The British Columbia Supreme Court issued a wise and compassionate decision in the case of ailing senior Margot Bentley last week — one that clearly demonstrates how people like her can be protected under a well-crafted law that allows others the right to assisted suicide.
Bentley is in the final stages of dementia — a heartbreaking and tragic place to be. Her husband and daughter wanted staff at the Abbotsford care home where she lives to stop giving her food and water, and let her die. They said that a “living will” she made many years ago, along with another document she wrote when she was diagnosed with dementia, stipulated she didn’t want to be kept alive by artificial means and that included no nourishment or liquids.
The care home and the Fraser Health Authority quite rightly argued that to deprive Bentley of food and water would cause her to suffer, would lead to her death by starvation and dehydration, and contravened B.C.’s Adult Guardianship Act, as well as the law against assisted suicide.
Judge Bruce Greyell issued an impressively reasoned judgment that could serve as a model for any legislators pondering what a future assisted-suicide law might look like. Greyell found that food and drink do not constitute health care; they fall into the category of personal care. Since Bentley must be fed with a spoon, to withdraw her food would be neglect.

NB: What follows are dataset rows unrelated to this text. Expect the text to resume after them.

Issue #204, opened 2023-07-14
🐛Bug: For Tabs, keyboard navigation seems broken


jasongitmail:
**Describe the bug**

Keyboard navigation on the [tabs](https://www.melt-ui.com/docs/builders/tabs) seems broken.

**To Reproduce**

1. Go to [tabs](https://www.melt-ui.com/docs/builders/tabs) 
2. Click on Account
3. Try to use keyboard to navigate to the next tab, Password. I tried right arrow and also tab key just in case.
4. Right arrow doesn't change tabs and using Tab key (which I don't really expect to work for tabs) adds an apparent focus below the entire tab row.

**Expected behavior**

It should be possible to navigate from Account into Password using the keyboard, I assume using right arrow but I haven't looked up ARIA rules on this.

**Desktop (please complete the following information):**
 - OS: MacOS
 - Browser Safari
 - Version 16.5

huntabyte:
When pressing the tab key within the tab list, it looks like the focus is below the entire tab row but it's really on the tab content panel.

![image](https://github.com/melt-ui/melt-ui/assets/64506580/390093b1-2b1b-4ad3-8319-d8ba83699b5f)
[Source - WAI-ARIA Tabs Pattern](https://www.w3.org/WAI/ARIA/apg/patterns/tabs/)

TGlide:
This is tricky to be honest. We can check if the tab panel contains focusable elements and call it a day, and provide a way to override it?

huntabyte:
After re-reading the issue, you mention you can't navigate the tabs AT ALL on Safari with the arrow keys. This is not the correct/expected behavior.

I'm only able to reproduce it on Safari. Safari might be the death of us, lol; fortunately, I'm recently a Mac user, so I can try to figure out what the issue is here; I'm assuming Safari handles focus differently than the others.

PR #243, opened 2023-07-18
[Tabs] Force focus on click for buttons in safari

huntabyte:
This is odd but it at least allows you to click and navigate the tabs with the arrow keys. The issue of not being able to go back to the tabs using the keyboard (unless I'm missing a setting) is still there.

Closes: #204

I do think we should discuss how to best approach supporting Safari's odd native behavior.


TGlide:
Why is it always Safari 😅

Issue #251, opened 2023-07-19
🐛Bug: Dialog can be closed with mouse right button click


markkkkas:
**Describe the bug**
Right now it's possible to close Dialog with mouse right click, though it shouldn't.

**To Reproduce**
1. Go to https://www.melt-ui.com/docs/builders/dialog
2. Click on `Open Dialog`
3. Click right button outside dialog content (overlay)
4. Dialog is closed

**Expected behavior**
Dialog is not closed

PR #252, opened 2023-07-19
fix: Dialog is closed on right button click

markkkkas:
Resolves: https://github.com/melt-ui/melt-ui/issues/251

This is very straight forward changes for closing `Dialog` component only if the left click was clicked outside `content`.


TGlide:
Awesome, thank you!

He noted that while she can no longer speak, she communicates through behaviour. In one instance, when she’d had enough of her chicken and potatoes, she refused to open her mouth for the spoon, but when her caregiver offered her dessert, she opened her mouth. Nor would she open her mouth for a dental hygienist.

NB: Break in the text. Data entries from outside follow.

PR #254, opened 2023-07-19
fix: checkboxItem and radioItem closing on click

TGlide:


huntabyte:
Isn't the expected behavior that they close on click? Even menus within VSCode or the browsers that are checkbox/radio close on click.

Maybe an option to disable it but I don't think disabling it altogether is a good idea.

TGlide:
> Isn't the expected behavior that they close on click? Even menus within VSCode or the browsers that are checkbox/radio close on click.
> 
> Maybe an option to disable it but I don't think disabling it altogether is a good idea.

Yeah, maybe you're right. I was looking at a lib that had it like this and thought it was a good idea! But now I'm thinking otherwise...

With controlled usage from #234 , this probably won't be needed. Will close it

huntabyte:
That was my thought as well - controlled would make this possible for specific use cases! I do see it being nice in certain situations, specifically, if it's like a filter menu for a table or something, I think it'd be annoying to close each time but then other times I would want it to close (selecting a color theme or something like that)!

PR #260, opened 2023-07-21
The Big Bad - Part 3: Custom Melt Events

huntabyte:
This PR introduces the automatic dispatching of custom melt (`m-`) events for each regular event that we're listening to/handling within the builder actions.

By dispatching these custom events within our normal handlers, we give users of the library the ability to prevent our default behavior should they choose to. Most of those using these will be edge cases/users that want a very particular behavior, and they understand that by overriding the default behavior, they may lose some functionality.

From a builder development perspective, there aren't a lot of differences. For example, if we look at this Toggle builder example, which has some parts omitted for brevity:

```ts
type RootEvents = {
	'on:m-click'?: MeltEventHandler<MouseEvent>;
};

const root = builder('toggle', {
	// other stuff,
	action: (node: HTMLElement): ActionReturn<unknown, RootEvents> => {
		const unsub = addMeltEventListener(node, 'click', () => {
			const $disabled = get(disabled);
			if ($disabled) return;
			pressed.update((v) => !v);
		});

		return {
			destroy: unsub,
		};
	},
});
```

The major differences are that we type the `ActionReturn`, with the events that we're listening to within that action. We also use a special event listener wrapper `addMeltEventListener`, which has all the same behavior as our normal `addEventListener`, except it also dispatches that same event as `m-<ORIGINAL_EVENT_TYPE>`, with a special detail structure.

Here's what that custom event looks like:
```ts
const customMeltEvent: MeltEvent<typeof originalEvent> = new CustomEvent(
	`m-${originalEvent.type}`,
	{
		detail: {
			cancel: () => {
				originalEvent.preventDefault();
			},
			originalEvent,
		},
	}
);
```
As you can see, the `detail` of that custom event has a convenience `cancel()` function, which will call `preventDefault()` on the original event, canceling our normal behavior. It also includes the original event as well, in case they need that.

I went back and forth on just calling the cancel method `preventDefault`, but it feels weird calling `e.detail.preventDefault()`, which will likely get mixed up with `e.preventDefault()`.

The nice part about adding those custom directives to the Action's Return Type, is that we get type safety for each element that has custom events, so by typing `on:m-` on an element with custom events, you'll see a list of all the events available for you to handle/override.
image

It will also cause a type error and for svelte-check to fail if you try to use a custom event that isn't typed for that element/action
image


src/lib/builders/accordion/create.ts
```diff
@@ -130,7 +137,7 @@ export const createAccordion = <T extends AccordionType = 'single'>(
 						return $value === itemValue ? undefined : itemValue;
 					});
 				}),
-				addEventListener(node, 'keydown', (e) => {
+				addMeltEventListener(node, 'keydown', (e) => {
```
TGlide, line 140: We should probably add a Space keydown handler, as cancelling the click makes space not work anymore. Sometimes you may want to only disable clicks (IDK why anyone would do that, butttt)

src/lib/builders/accordion/create.ts
```diff
@@ -107,9 +114,9 @@ export const createAccordion = <T extends AccordionType = 'single'>(
 				};
 			};
 		},
-		action: (node: HTMLElement) => {
+		action: (node: HTMLElement): ActionReturn<unknown, TriggerEvents> => {
```
TGlide, line 117: Rather than pass unknown to ActionReturn, since no parameters are present, we should probably specify undefined.

Also, we could export a MeltActionReturn type, that accepts Parameters just the same, but for events it just accepts a list of event types, e.g. `MeltActionReturn<undefined, 'click' | 'keydown'>`, which automatically maps the event types to the appropriate event handlers. Wdyt?

huntabyte: I think that's a great idea tbh!

TGlide (approved):

Issue #277, opened 2023-07-24
🐛Bug: Combobox Input Clicks


huntabyte:
**Describe the bug**
When the combobox menu is open and you click the input, it quickly closes and then opens again. The same thing happens when you click the label which probably shouldn't be the case.

**To Reproduce**
1. Go to https://melt-ui.com/docs/builders/combobox
2. Click the input (the menu should open)
3. WIth the menu still open, click the input again

**Expected behavior**
If you click the input and the menu is already open, it shouldn't close and reopen again

**Proposed Solution**
Use the `handler` within the internal `clickOutside` action to ignore the click if the target was the label, content within the label, or the input itself.

fkling:
It appears that the fix (or maybe some other change after that) now causes the menu to close when clicking inside the input again while it's already open. That feels wrong to me for two reasons:
- The user might click inside the input to open it but then wants to move the caret  to a different position via the mouse. Now when they click on another character the input closes.
- Double clicking on the input, to select it, causes the menu to appear and disappear.

Arguably it's likely that in both cases the user then uses the keyboard to change the value of the input, which would show the menu again, but I still find it surprising that the menu disappears.

I'm happy to file a new bug for this if desired.

TGlide:
> It appears that the fix (or maybe some other change after that) now causes the menu to close when clicking inside the input again while it's already open. That feels wrong to me for two reasons:
> 
> * The user might click inside the input to open it but then wants to move the caret  to a different position via the mouse. Now when they click on another character the input closes.
> * Double clicking on the input, to select it, causes the menu to appear and disappear.
> 
> Arguably it's likely that in both cases the user then uses the keyboard to change the value of the input, which would show the menu again, but I still find it surprising that the menu disappears.
> 
> I'm happy to file a new bug for this if desired.

You have a point. Feel free to open up a new issue.

PR #278, opened 2023-07-24
[Combobox] Fix Open/Close Flickering

huntabyte:
Closes: #277 

This PR adds a `label`  return to the Combobox builder to ensure the `aria-labelledby` of the input is set to an actual element. 

It's also to ensure the menu doesn't do the close/open flicker when clicking on the label or content within it when the menu is already open.

An alternative I considered was having the user import the label from the label builder separately, but then we'd also have to return an `id` or have them provide an `id` to use for the label and ensure they apply it to the label. This seemed like a bit much to expect. So I went with the more hands-off approach.

### DIFF
--- a/.changeset/silly-dodos-clean.md
+++ b/.changeset/silly-dodos-clean.md
@@ -1,0 +1,7 @@
+---
+"@melt-ui/svelte": patch
+---
+
+[Combobox]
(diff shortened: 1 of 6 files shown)


TGlide (approved):
Awesome! Thanks 😄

Thus, Greyell was scrupulous about making the discernment of Bentley’s wishes paramount over her family’s interpretation of them.
Greyell noted that Bentley’s living will and the other document were vague, and it is possible that when Bentley wrote she didn’t want nourishment, she was referring only to tube feeding. “I do not believe many people would consider eating with a spoon or drinking from a glass, even when done with assistance, ‘artificial.’ While ‘heroic measures’ may be a commonly used expression, it does not communicate with any degree of clarity what a particular adult considers ‘heroic,’ ” Greyell wrote.
He also highlighted problems with her living will: “An advance directive cannot appoint a decision-maker who can give or refuse consent to health care for an adult upon future incapacity.” He wrote that people can change their minds, and Bentley consented to live by showing a desire for food.
“It is entirely possible that the decisions Mrs. Bentley predicted she would make for herself in the future through her ‘proxies’ … as set out in her statements of wishes are different than the decisions she is currently making. All adults are entitled to change their minds subsequent to creating written instructions, which is one of the risks associated with written instructions for the future. This court must consider the possibility that Mrs. Bentley’s previously expressed wishes are not valid in the face of her current consent,” Greyell wrote.
He also noted that “despite her cognitive and physical disabilities, Mrs. Bentley is not dying.” He wrote that he agreed it is important “to respect and care for the person that Mrs. Bentley is now.”
The fact that she is not actively dying makes calling this a “right-to-die” case ridiculous.
The Bentley case is vastly different from that of someone who has ALS, cancer or some other terminal disease that does not affect mental capability, and who has unwaveringly expressed a wish in his or her current state to die. Legislation needn’t be the slippery slope to a free-for-all of euthanasia that those opposed fear will happen, nor should it ever give a third party the right to decide someone else should die.
The law can be written so that it respects and cares for people in Bentley’s situation, erring on the side of life and of uncertainty, while also respecting and caring for those who, fully cognizant of their own hopeless situations, do want to choose how and when they will die.